One Democratic lawmaker said, "I feel like we're speeding down hill - straight at a brick wall."

On Saturday, Rell's staff and legislators continued work on crafting an acceptable public financing bill before the session ends Wednesday.

"I really think they are very close," said Tom Swan, the executive director of the Connecticut Citizen Action Group.

Sen. Mary Ann Handley, D-Manchester, said she believes the momentum is too strong to stop.

"What a revolution it will make in this place," Handley said. "I'm thinking of the insider power plays that go on here."

Handley said she referred to a Senate leadership fight in 2002. Senators who sided with a challenger found themselves cut off from caucus funds.

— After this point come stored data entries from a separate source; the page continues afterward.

PR #2028, opened 2021-02-23
add note about revisions and line endings

solvingj:
Re-submitting from my own fork, incorporating feedback from @memsharded : https://github.com/conan-io/docs/pull/2024

### DIFF
--- a/versioning/revisions.rst
+++ b/versioning/revisions.rst
@@ -76,6 +76,24 @@ Take into account that it changes the default Conan behavior. e.g:
     - If you generate and upload N binary packages for a recipe with a given revision, then if you modify the recipe, and thus the recipe
       revision, you need to build and upload N new binaries matching that new recipe revision.
 
+GIT and Line Endings on Windows
+-------------------------------
+
+.. warning::
+
+  **Problem**
+
+  Git will (by default) checkout files in Windows systems using CRLF line endings, effectively producing different files. As files are different, the Conan revisions will be different from the revisions computed in other platforms such as Linux, resulting in missing the respective binaries in the other revision. 
+
+**Solution**
+
+It is necessary to instruct Git to do the checkout with the same line endings. This can be done several ways, for example, by adding a .gitattributes file:
+
+.. code-block:: ini
+
+  [auto]
+    crlf = false
+    
 Server support
 --------------
 


danimtb (approved):

versioning/revisions.rst
```diff
@@ -76,6 +76,24 @@ Take into account that it changes the default Conan behavior. e.g:
...
       revision, you need to build and upload N new binaries matching that new recipe revision.
 
+GIT and Line Endings on Windows
+-------------------------------
+
+.. warning::
+
+  **Problem**
+
+  Git will (by default) checkout files in Windows systems using CRLF line endings, effectively producing different files. As files are different, the Conan revisions will be different from the revisions computed in other platforms such as Linux, resulting in missing the respective binaries in the other revision.
```
SSE4, line 86: 1. I don't think it's unique to Git. e.g. subversion as exactly the same problem (`svn:eol-style`)
2. the problem is more broad, it's not just CRLF vs LF, but generic SCM config difference. there are other config settings which may lead into the exactly same problem (e.g. `core.symlinks` is another configuration causing similar problems)

versioning/revisions.rst
```diff
@@ -76,6 +76,24 @@ Take into account that it changes the default Conan behavior. e.g:
...
+  Git will (by default) checkout files in Windows systems using CRLF line endings, effectively producing different files. As files are different, the Conan revisions will be different from the revisions computed in other platforms such as Linux, resulting in missing the respective binaries in the other revision. 
+
+**Solution**
+
+It is necessary to instruct Git to do the checkout with the same line endings. This can be done several ways, for example, by adding a .gitattributes file:
+
+.. code-block:: ini
+
+  [auto]
+    crlf = false
```
SSE4, line 95: I'd never recommend changing it that way (for all files). why?
- some files (e.g. `.rc` resource files) should always have CRLF
- some files (e.g. `Makefile` makefiles) should always have LF
applying global `clrf=false` or `clrf=true` will cause breakage, of one sort or another (and errors aren't very descriptive and easy to debug, e.g. `common.mak:139: *** missing separator.  Stop.`)
I'd reference another good example of `.gitattributes` file here, e.g. [this one](https://gist.github.com/dpalomar/ebc64d6f56cfc25a3e5c20fe7cdfbd4f).

versioning/revisions.rst
SSE4, line 86: is it really true? as I understand ([thread](https://stackoverflow.com/questions/39408793/git-core-autocrlf-line-ending-default-setting/48230871)), the default value of `core.autocrlf` is `false`, it means git will not modify the line endings of the file, which should effectively result into the same revision for all systems.

versioning/revisions.rst
solvingj: Yeah, I thought it was a simple thing. It's much more complicated than I realized.  Not sure embedding or linking to that gist is a good idea. Can you propose a cut down subset which you think would be a good suggestion?

versioning/revisions.rst
solvingj: Because the windows installer GUI default selection is true, it's ends up getting set to "true" incidentally for some major number of people without them realizing it. Also, silent install ends up the same, and lots of people use silent install (`choco install git` etc) .

>- the default value is "false"
>- Windows installer let you choose the desired behavior but by default (if you install without changing proposed settings) it sets it to "true". This is not the software default, the installer sets the core.autocrlf system setting.

versioning/revisions.rst
SSE4: this was just a first example of .gitattributes I've found in google :)
I guess we may safely put minimal example, doing changes only for `*.py` (or even just for `conanfile.py` for minimal breakage)

SSE4: this should be enough IMO:
```
conanfile.py            text eol=lf
```
(maybe same for exported sources, if any, like `CMakeLists.txt`)

solvingj: wait, the original suggestion should work:
```
  [auto]
    crlf = false
```
it means just keep line endings unchanged.

SSE4 (approved):

uilianries (approved):

danimtb:
Now that I realize, this PR should point to master, right?

danimtb (approved):

PR #2038, opened 2021-03-01
Document CONAN_SYSTEM_INCLUDES

### LINKED ISSUE #601: Document CONAN_SYSTEM_INCLUDES
In CMake using `set(CONAN_SYSTEM_INCLUDES ON)` makes Conan add library headers as "system headers". Thanks to that the compiler doesn't check for warnings in them.

I only learned about that variable through https://github.com/conan-io/conan/issues/2629.

Note that I don't know if it is usable in other build systems, but I think it may be.

danimtb:
closes #601

### DIFF
--- a/reference/generators/cmake.rst
+++ b/reference/generators/cmake.rst
@@ -211,6 +211,7 @@ conan_global_flags()
 ++++++++++++++++++++
 
 Sets the corresponding variables to CMake's ``include_directories()`` and ``link_directories()``.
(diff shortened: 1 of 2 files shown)


solvingj (approved):

helmesjo:
How would I enable this using the `cmake_find_package` generator?

danimtb:
@helmesjo this variable is for the `cmake` generator only. There is no such option for `cmake_find_package/_multi`

helmesjo:
@danimtb Ok, thanks for the reply!

PR #201, opened 2017-07-02
Bottom tabs navigation

vycius:
https://trello.com/c/D0427WhF/193-remove-main-screen-add-navigation-drawer
Introduced bottom navigation instead of homescreen. Bottom navigation uses BottomNavigationController. Also added new concept for navigation - NavigationManager with FragmentTransactionExecutor. Looking forward for comments and suggestions.

# TODO
- [x] Map filter doesn't work. Needs investigation.

PR #203, opened 2017-07-12
Fragments navigation icon and screen tracking names

vycius:
@mjurkus I would like your opinion about `BaseFragment` builder.

Fixes regression with fragment navigation introduced in https://github.com/vilnius/tvarkau-vilniu/pull/201

### DIFF
--- a/app/src/main/java/lt/vilnius/tvarkau/fragments/BaseFragment.kt
+++ b/app/src/main/java/lt/vilnius/tvarkau/fragments/BaseFragment.kt
@@ -6,6 +6,7 @@ import android.support.v4.app.Fragment
 import android.support.v7.app.AppCompatActivity
 import com.squareup.leakcanary.RefWatcher
 import lt.vilnius.tvarkau.BaseActivity
+import lt.vilnius.tvarkau.R
 import lt.vilnius.tvarkau.TvarkauApplication
 import lt.vilnius.tvarkau.analytics.Analytics
 import lt.vilnius.tvarkau.backend.LegacyApiService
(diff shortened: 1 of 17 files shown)


app/src/main/java/lt/vilnius/tvarkau/fragments/BaseFragment.kt
```diff
@@ -58,19 +71,42 @@ abstract class BaseFragment : Fragment(), OnBackPressed {
     override fun onResume() {
         super.onResume()
 
-        analytics.trackOpenFragment(activity, javaClass.simpleName)
+        screen?.run {
+            if (titleRes != 0) {
```
mjurkus, line 75: When can it be 0?

app/src/main/java/lt/vilnius/tvarkau/fragments/BaseFragment.kt
```diff
@@ -58,19 +71,42 @@ abstract class BaseFragment : Fragment(), OnBackPressed {
...
+                activity.setTitle(titleRes)
+            }
+
+            trackingScreenName.emptyToNull()?.let {
```
mjurkus, line 79: Here too?

vycius: You have a choice if you want to track fragment or not. If name is empty string tracking is disabled.

app/src/main/java/lt/vilnius/tvarkau/fragments/BaseFragment.kt
vycius: It's annotation default. It means that fragment shouldn't set title.

mjurkus: I don't see any cases where you're using empty title, though.

vycius: For example in NewReport fragment title is set dynamically by report type.

mjurkus (approved):

PR #204, opened 2017-07-21
Don't reload data after onDestroyView

vycius:
Fixes https://console.firebase.google.com/u/1/project/tvarkau-vilniu/monitoring/app/android:lt.vilnius.tvarkau/cluster/2b9f8b8f?duration=2592000000
https://console.firebase.google.com/u/0/project/tvarkau-vilniu/monitoring/app/android:lt.vilnius.tvarkau/cluster/53385b7e?pli=1&reportTypes=REPORT_TYPE_UNSPECIFIED&duration=2592000000

### DIFF
--- a/app/src/main/java/lt/vilnius/tvarkau/fragments/BaseReportListFragment.kt
+++ b/app/src/main/java/lt/vilnius/tvarkau/fragments/BaseReportListFragment.kt
@@ -19,6 +19,7 @@ import lt.vilnius.tvarkau.fragments.views.ReportListView
 import lt.vilnius.tvarkau.rx.RxBus
 import lt.vilnius.tvarkau.views.adapters.ProblemsListAdapter
 import rx.Subscription
+import timber.log.Timber
 
 /**
  * @author Martynas Jurkus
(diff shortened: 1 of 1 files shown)


app/src/main/java/lt/vilnius/tvarkau/fragments/BaseReportListFragment.kt
```diff
@@ -52,16 +53,26 @@ abstract class BaseReportListFragment : BaseFragment(), ReportListView {
                 .subscribeOn(ioScheduler)
                 .observeOn(uiScheduler)
                 .subscribe({
-                    reloadData()
+                    reloadReports = true
```
mjurkus: While the fix would work, I think it's a hack :)

`onError` handler is needed here.

And unsubscribe should be before `super.onDestroyView()`. That should be enough I think.

vycius: This won't work. If unsubscribtion is done in `onDestroyView` ReportsList fragment won't receive an event of applied filters from ReportsFilterFragment.  
We need to keep subscribed `RxBus` after `onDestroyView`.

mjurkus: True.

Still `onError` is needed here.

vycius: True. I will add that.

vycius:
@mjurkus Added on error handler

mjurkus (approved):

PR #218, opened 2018-05-23
Use oauth token for new API

mjurkus:
- Add `TvarkauMiestaApi`
- Implement OAuth token refresh
- Authenticate requests with oauth tokens


vycius (approved):
Assuming that `OauthTokenRefresher` is already tested on another project and working without any deadlocks or other multi-threading issues this PR seems to be very good.

PR #219, opened 2018-05-28
Migrate RxJava to RxJava2

mjurkus:


vycius (approved):
Looks good except Travis is not passing. 
I have no idea what is wrong with Travis. This needs investigation and fixing before merging this PR.

vycius (approved):

PR #228, opened 2018-08-21
Implement all reports list with AAC

mjurkus:
Implementing new API for all reports.

Since API is limited for now - filtering won't work.

All retrieved reports are stored to database first and loaded to UI using PagedList. This ensures that only required items are stored in memory and loaded on demand as needed. This approach also provides out of the box offline state capability (needs to be updated to display network state).

All ACC components are used - https://developer.android.com/jetpack/


app/build.gradle
```diff
@@ -22,6 +22,12 @@ android {
         resConfigs "lt", "en"
 
         vectorDrawables.useSupportLibrary = true
+
+        kapt {
+            arguments {
+                arg("room.schemaLocation", "$projectDir/schemas".toString())
```
vycius: Why do we need `toString`. It should be string already.

app/schemas/lt.vilnius.tvarkau.database.AppDatabase/1.json
```diff
@@ -0,0 +1,157 @@
...
+            "fieldPath": "userId",
+            "columnName": "user_id",
+            "affinity": "INTEGER",
+            "notNull": true
+          },
+          {
+            "fieldPath": "refNo",
+            "columnName": "ref_no",
+            "affinity": "TEXT",
+            "notNull": false
```
vycius, line 27: How can it be nullable ?

app/schemas/lt.vilnius.tvarkau.database.AppDatabase/1.json
```diff
@@ -0,0 +1,157 @@
...
+          {
+            "fieldPath": "licensePlateNo",
+            "columnName": "license_plate_no",
+            "affinity": "TEXT",
+            "notNull": false
+          },
+          {
+            "fieldPath": "registeredAt",
+            "columnName": "registered_at",
+            "affinity": "TEXT",
```
vycius, line 74: Why are we using TEXT instead of DateTime ?

vycius (approved):
Awesome.
I am not familiar with lifecycle_extensions and room. But from code side it looks good. Just few small questions about DB schema.

app/schemas/lt.vilnius.tvarkau.database.AppDatabase/1.json
mjurkus: Now Avilys and backend works async. So initially `refNo` might be null and later, when document is registered in Avilys record will be updated.

app/schemas/lt.vilnius.tvarkau.database.AppDatabase/1.json
mjurkus: We don't need DateTime - we don't perform any calculations or date manipulations. All we do - display date string. And backend can control how the dates are represented.

PR #229, opened 2018-09-09
Preselect city on app initialization

mjurkus:


vycius (approved):
Looks good.
Check the tests on Travis, because they are failing.

PR #233, opened 2018-10-08
Restore Report Type selection before new report creation

mjurkus:
- Load Report Types from DB
- Pass selected ReportType to new report registration instead of just title.

Report registration is still broken will fix in next PR.


vycius (approved):
Nice

PR #235, opened 2018-10-19
Refurbish Di using Dagger for Android 2.17

mjurkus:
Lots of changes here but business logic is not changed.

This change simplifies dependency injection to the max.
Now fragments and activities don't have to know how dependencies are injected.
When new fragment is added - just do this
```
    @ContributesAndroidInjector
    abstract fun someNewFragment(): SomeNewFragment
```

and that's it.

@vycius


mjurkus:
This also is required for correct `ViewModel` creation at runtime.
Now we lose all `ViewModel`s created  @ `onActivityCreated()` since at the moment only at this point all dependencies are injected.

With this change - all dependencies are ready @ `onCreate()` and `ViewModel`s will be created only once per fragment lifetime.

vycius (commented):
This looks amazing. I haven't knew about `ContributesAndroidInjector`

Others cautioned against overstating the independence of leadership that public financing might foster. Leaders still have the power to make committee assignments, include goodies in the state bonding package or schedule a vote for a bill.

"We're sitting here on a Saturday. Maybe 40 bills will be voted on before the session ends Wednesday," said Richard Foley, a lobbyist and former lawmaker and GOP state chairman. "How do you make sure your bill is one of the 40? Either you have strong personal skills - or you make sure you are part of the team."

Others said the importance of public financing is the independence it will foster from lobbyists.

"Right now, most incumbents raise lots of money, I'd say 25 to 70 percent, from Capitol insiders: lobbyists, the businesses those lobbyists represent and the heads of those companies," Ward said. "That will change."

In some years, caucus staff have invited lobbyists to meetings and assigned them fund-raising goals, legislators and others said. Individual legislators also rely on lobbyists and their clients.

"Right now, a candidate calls a lobbyist and says, `Hey, I need money for my campaign.' And the lobbyist says, `OK,' and the next day shows with five or six checks," said Rep. Christopher L. Caruso, D-Bridgeport, one of the reform sponsors.

"Through the use of public money, citizens will regain their legislators. Simple as that. There won't be any influence of lobbyist money, contractor money, political action committees," Caruso said. "The influence that is wielded through those relationships is tremendous."